# BlueJ--->Fehlersuche!



## nadoria (21. Mai 2007)

Hallo....!

Ich muss mit BlueJ arbeiten und hab noch nicht herausgefunden, wie ich nach Fehlern suchen kann. Nach dem Kompilieren weiß man nur, ob man Syntaxfehler gemacht hat oder nicht. Ich kann aber nicht verfolgen, ob das Programm rein logisch korrekt ist... Im J Creator hat man beispielsweise alle Ausgaben des Programms nach dem Kompilieren im Konsolenfenster. Ist das mit BlueJ gar nicht möglich oder steh ich nur aufm Schlauch???


----------



## Bigwig (21. Mai 2007)

Du *musst* mit BlueJ arbeiten?
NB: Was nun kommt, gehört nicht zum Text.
PR #19915, opened 2025-08-12
feat(protocol): change min base fee to 0.025 gwei

dantaik:
@YoGhurt111 @cyberhorsey @davidtaikocha do we need a hark fork for this?

### DIFF
--- a/packages/protocol/contracts/layer2/based/anchor/PacayaAnchor.sol
+++ b/packages/protocol/contracts/layer2/based/anchor/PacayaAnchor.sol
@@ -23,7 +23,7 @@ abstract contract PacayaAnchor is OntakeAnchor {
 
     /// @notice Golden touch address is the only address that can do the anchor transaction.
     address public constant GOLDEN_TOUCH_ADDRESS = 0x0000777735367b36bC9B61C50022d9D0700dB4Ec;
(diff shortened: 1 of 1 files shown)


davidtaikocha (approved):
Don't think we need a hardfork, should be ok to proxy upgrade the `TaikoAnchor`.

packages/protocol/contracts/layer2/based/anchor/PacayaAnchor.sol
```diff
@@ -23,7 +23,7 @@ abstract contract PacayaAnchor is OntakeAnchor {
 
     /// @notice Golden touch address is the only address that can do the anchor transaction.
     address public constant GOLDEN_TOUCH_ADDRESS = 0x0000777735367b36bC9B61C50022d9D0700dB4Ec;
-    uint256 public constant BASEFEE_MIN_VALUE = 100_000_000; // 0.1 gwei
+    uint256 public constant BASEFEE_MIN_VALUE = 25_000_000; //  0.25 gwei
```
davidtaikocha:
```suggestion
    uint256 public constant BASEFEE_MIN_VALUE = 25_000_000; //  0.025 gwei
```

YoGhurt111:
No need, just need to coordinate this change with the wallet service provider and update the mapping value on node side

ggonzalez94 (approved):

Welcher Sadist hat dir das angetan?

Zum Thema Fehlersuche:
- Mache Testausgaben mit System.out.println()
- Benutze assert() Anweisungen um die Korrektheit des Programmes an bestimmten Stellen zu gewährleisten
- Lerne mit BlueJ zu debuggen (wenn du den Krampf schon benutzen musst): Klick


----------



## nadoria (21. Mai 2007)

Vielen Dank für die Tips, bin jetzt schon ein bissel schlauer   
Hmm, ich muss gestehen, BlueJ ist wohl doch nicht so schlimm wie ich dachte (für Anfänger zumindest...)


Danke nochmal :wink:


----------